When I actually meet the patient, I introduce myself, check her bracelet and ask about the procedure she's here for, but I'm thinking, "Wow, she doesn't look all that old or fat." Before I know it, I've already compared her to myself. Why do we do this? Just because we work with clinical profiles doesn't give us license to stereotype patients. How would I feel if the roles were reversed? I've been thinking about this lately, because recently they were.

When the nurse becomes the patient
I joke a lot about my lack of gracefulness and my klutzy near misses, but one night at the hospital I tripped over something in the OR. I tried to catch myself, but it was too late. My head hit the OR door and the rest of me landed on the floor. Fortunately, I was working with a great team that night. I was on a stretcher and in the emergency department before I realized that the blood on my scrubs was my own and not the last patient's.

I was treated and released. The next morning I visited a doc-in-the-box urgent care center to see if they could stitch up my left elbow, something we'd missed in the ER. I healed up, returned to work and finished my traveling contract at the hospital. Everything seemed fine.

By the time I made the trip home, though, it was clear there were some complications in my elbow. Within a week I was a name on the surgery schedule, a patient some nurse was reading a history on. I'd given them my age, my weight and everything else they could possibly need to know. What conclusions were they going to draw about me?

Looks can be deceiving
Surgery was routine. They knocked me out, sent me home the same day. I didn't ask who they'd imagined I'd be, based on my chart. Then there's recovery, which is even more trying. My daughter's got her eye on me: She's been treating me like I'm 90. My mother's had to come over, twice, to wash and dry my hair, because I can't lift my arm over my head with this barbaric torture apparatus of a splint on it. And I'm wondering if there's a red fall-risk bracelet in my future.

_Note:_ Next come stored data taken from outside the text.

PR #944, opened 2019-01-17
fix: `switch` item property doesn't apply to `svg:switch`

### LINKED ISSUE #857: declaring svg:switch in package file?
While investigating the use of SVG's `requiredExtensions` attribute in EPUB 3.2, I tried some experiments with SVG `switch` and `foreignResource`. Here's a content document:

```html
<?xml version="1.0" encoding="UTF-8"?>
<html xmlns="http://www.w3.org/1999/xhtml"
      xmlns:epub="http://www.idpf.org/2007/ops"
      xml:lang="en-US" lang="en-US"
      xmlns:svg="http://www.w3.org/2000/svg">
   <head>
      <title>SVG SWITCH</title>
      <meta charset="utf-8" />
   </head>
   <body>
      <svg:svg width="400px" height="300px" viewBox="0 0 400 300">
         <svg:switch>
            <svg:foreignObject width="100" height="50" requiredExtensions="http://www.idpf.org/2007/ops">
               <p xmlns="http://www.w3.org/1999/xhtml">foo</p>
            </svg:foreignObject>
            <svg:text font-size="10" font-family="Verdana">
               <svg:tspan x="10" y="10">bar</svg:tspan>
            </svg:text>
         </svg:switch>
      </svg:svg>
      <section id="d10e42">
         <h1 id="d10e44">SVG SWITCH</h1>
         <p>Hello <a href="#d10e44">there</a></p>
      </section>
   </body>
</html>
```

1. EPUBCheck wants me to declare the `switch` element in the package file even though this is `svg:switch` and not `epub:switch`:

I can't work as a nurse until I'm done being a patient. With any luck, I should be out of this splint and on the road to my next contract at another hospital by the time you're reading this. But right now I'm pecking out these words with one hand. If nothing else, this pit stop has given me a moment between assignments to reflect on yet another lesson they don't teach you in nursing school (or didn't when I was there, anyway): Don't judge a book by its medical record, because karma is a boomerang.